*ASSIGNMENT:* Would you restate all the entries exactly, leaving nothing out?

Dataset entries
***

PR #555, opened 2025-01-16
Update code quality configuration

khaeru:
- Bump mypy, ruff versions and update config.
  - We now follow the configuration recommended in python/mypy#13916, such that all files are checked with mypy, even if only a few are edited in a particular commit. This, for instance, avoids the situation that a change to type hints in one file causes typing errors in other files that are not checked.
  - IPython/Jupyter notebooks are now included in ruff formatting.
- Update copyright year.
- [x] Work around actions/checkout#2041.

## How to review

**TBD**

## PR checklist

- ~Add, expand, or update documentation.~ N/A, formatting only
- ~Update release notes.~

### DIFF
--- a/.github/workflows/pytest.yaml
+++ b/.github/workflows/pytest.yaml
@@ -94,29 +94,13 @@ jobs:
       # [docs] requires [tests] which requires [report,tutorial]
       run: uv pip install .[docs]
 
-    - name: Install R dependencies and tutorial requirements
-      # Workaround for https://github.com/actions/runner-images/issues/11137
-      if: ${{ matrix.os == 'ubuntu-latest' && matrix.python-version == '3.12' }}
-      run: |
-        install.packages(c("remotes", "Rcpp"))
-        remotes::install_cran(
-          c("IRkernel", "reticulate"),
-          dependencies = TRUE,
-          # force = TRUE,
-        )
-
-        reticulate::py_config()
-      shell: Rscript {0}
+    - name: "Install libpng-dev"  # for R 'png', required by reticulate
+      if: startsWith(matrix.os, 'ubuntu-')
+      run: sudo apt install libpng-dev
 
     - name: Install R dependencies and tutorial requirements
-      if: ${{ ! (matrix.os == 'ubuntu-latest' && matrix.python-version == '3.12') }}
       run: |
-        install.packages(c("remotes", "Rcpp"))
-        remotes::install_cran(
-          c("IRkernel", "reticulate"),
-          dependencies = TRUE,
-          # force = TRUE,
-        )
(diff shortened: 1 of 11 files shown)


khaeru:
@glatterf42 I could, optionally, expand this PR with 2 kinds of improvements to the GitHub Actions workflows that I have prototyped in `genno` and elsewhere:

1. [pytest.yaml](https://github.com/khaeru/genno/commit/c4cf8fb259eeac1d99a29f5e06bebb684e3efd66): use `uv` to set up Python and invoke pytest and pre-commit. As advertised, this seems to be very fast. It doesn't require any changes to code or packaging, so it seems to be a no-regret change.

2. [publish.yaml](https://github.com/khaeru/genno/commit/98799f2ad31d172d26e6772f9fee5a2fffba2eaf): use `uv build` and `uv publish` instead of other tools. However, because of upstream issues (astral-sh/uv#9513 → pypa/setuptools#4759) this requires a change in the build-backend, for which I went with `hatchling` as suggested in comments on those issues. This isn't a major change, especially as I *only* used the build backend and did not attempt to use any of the other features that hatch advertises. But I think it begins to collide with our discussion of whether to adopt hatch, pdm, poetry, or something else, where we still don't have a clear "yes" on any option. Also, `uv publish` is marked experimental for the time being. So I would maybe avoid to do that in ixmp and the rest of the stack, at least for now.

Please let me know briefly what you think, and I'll proceed and also make parallel changes to message_ix.

glatterf42:
Thanks for this PR :)

I agree with what you say, 1. sounds good, 2. can likely wait a little. Though I have already thought about migrating our package management to `uv` completely myself, i.e. migrate the `pyproject.toml`, generate a lock file, etc. But this can also wait until we can do 2. at least, I think.

khaeru:
Okay, now in place. Compared to [this run](https://github.com/iiasa/ixmp/actions/runs/12850556187):

- macOS:
  - actions/setup-python: 2:49–5:33 
  - astral-sh/setup-uv: 4:11–5:07
- Linux:
  - actions/setup-python: 2:29–4:30
  - astral-sh/setup-uv: 2:38–4:08
- Windows:
  - actions/setup-python: 13:08–15:58
  - astral-sh/setup-uv: 11:39–12:19

So only clear daylight on Windows, but by a few minutes. However there's a lot of variability in the unrelated steps. For the ubuntu-latest-py3.13 jobs, the times for the setup step + "Install the package and dependencies":
- actions/setup-python: 11 seconds + 53 seconds.
- astral-sh/setup-uv: 2 seconds + 6 seconds.

So that's a clear improvement.

glatterf42 (approved):
Thanks, looks great to me :)
Hopeful that this will stabilize our CI :)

***

*RESULT OF THIS TASK:*
PR #555, opened 2025-01-16
Update code quality configuration

khaeru:
- Bump mypy, ruff versions and update config.
  - We now follow the configuration recommended in python/mypy#13916, such that all files are checked with mypy, even if only a few are edited in a particular commit. This, for instance, avoids the situation that a change to type hints in one file causes typing errors in other files that are not checked.
  - IPython/Jupyter notebooks are now included in ruff formatting.
- Update copyright year.
- [x] Work around actions/checkout#2041.

## How to review

**TBD**

## PR checklist

- ~Add, expand, or update documentation.~ N/A, formatting only
- ~Update release notes.~

### DIFF
--- a/.github/workflows/pytest.yaml
+++ b/.github/workflows/pytest.yaml
@@ -94,29 +94,13 @@ jobs:
       # [docs] requires [tests] which requires [report,tutorial]
       run: uv pip install .[docs]
 
-    - name: Install R dependencies and tutorial requirements
-      # Workaround for https://github.com/actions/runner-images/issues/11137
-      if: ${{ matrix.os == 'ubuntu-latest' && matrix.python-version == '3.12' }}
-      run: |
-        install.packages(c("remotes", "Rcpp"))
-        remotes::install_cran(
-          c("IRkernel", "reticulate"),
-          dependencies = TRUE,
-          # force = TRUE,
-        )
-
-        reticulate::py_config()
-      shell: Rscript {0}
+    - name: "Install libpng-dev"  # for R 'png', required by reticulate
+      if: startsWith(matrix.os, 'ubuntu-')
+      run: sudo apt install libpng-dev
 
     - name: Install R dependencies and tutorial requirements
-      if: ${{ ! (matrix.os == 'ubuntu-latest' && matrix.python-version == '3.12') }}
       run: |
-        install.packages(c("remotes", "Rcpp"))
-        remotes::install_cran(
-          c("IRkernel", "reticulate"),
-          dependencies = TRUE,
-          # force = TRUE,
-        )
(diff shortened: 1 of 11 files shown)


khaeru:
@glatterf42 I could, optionally, expand this PR with 2 kinds of improvements to the GitHub Actions workflows that I have prototyped in `genno` and elsewhere:

1. [pytest.yaml](https://github.com/khaeru/genno/commit/c4cf8fb259eeac1d99a29f5e06bebb684e3efd66): use `uv` to set up Python and invoke pytest and pre-commit. As advertised, this seems to be very fast. It doesn't require any changes to code or packaging, so it seems to be a no-regret change.

2. [publish.yaml](https://github.com/khaeru/genno/commit/98799f2ad31d172d26e6772f9fee5a2fffba2eaf): use `uv build` and `uv publish` instead of other tools. However, because of upstream issues (astral-sh/uv#9513 → pypa/setuptools#4759) this requires a change in the build-backend, for which I went with `hatchling` as suggested in comments on those issues. This isn't a major change, especially as I *only* used the build backend and did not attempt to use any of the other features that hatch advertises. But I think it begins to collide with our discussion of whether to adopt hatch, pdm, poetry, or something else, where we still don't have a clear "yes" on any option. Also, `uv publish` is marked experimental for the time being. So I would maybe avoid to do that in ixmp and the rest of the stack, at least for now.

Please let me know briefly what you think, and I'll proceed and also make parallel changes to message_ix.

glatterf42:
Thanks for this PR :)

I agree with what you say, 1. sounds good, 2. can likely wait a little. Though I have already thought about migrating our package management to `uv` completely myself, i.e. migrate the `pyproject.toml`, generate a lock file, etc. But this can also wait until we can do 2. at least, I think.

khaeru:
Okay, now in place. Compared to [this run](https://github.com/iiasa/ixmp/actions/runs/12850556187):

- macOS:
  - actions/setup-python: 2:49–5:33 
  - astral-sh/setup-uv: 4:11–5:07
- Linux:
  - actions/setup-python: 2:29–4:30
  - astral-sh/setup-uv: 2:38–4:08
- Windows:
  - actions/setup-python: 13:08–15:58
  - astral-sh/setup-uv: 11:39–12:19

So only clear daylight on Windows, but by a few minutes. However there's a lot of variability in the unrelated steps. For the ubuntu-latest-py3.13 jobs, the times for the setup step + "Install the package and dependencies":
- actions/setup-python: 11 seconds + 53 seconds.
- astral-sh/setup-uv: 2 seconds + 6 seconds.

So that's a clear improvement.

glatterf42 (approved):
Thanks, looks great to me :)
Hopeful that this will stabilize our CI :)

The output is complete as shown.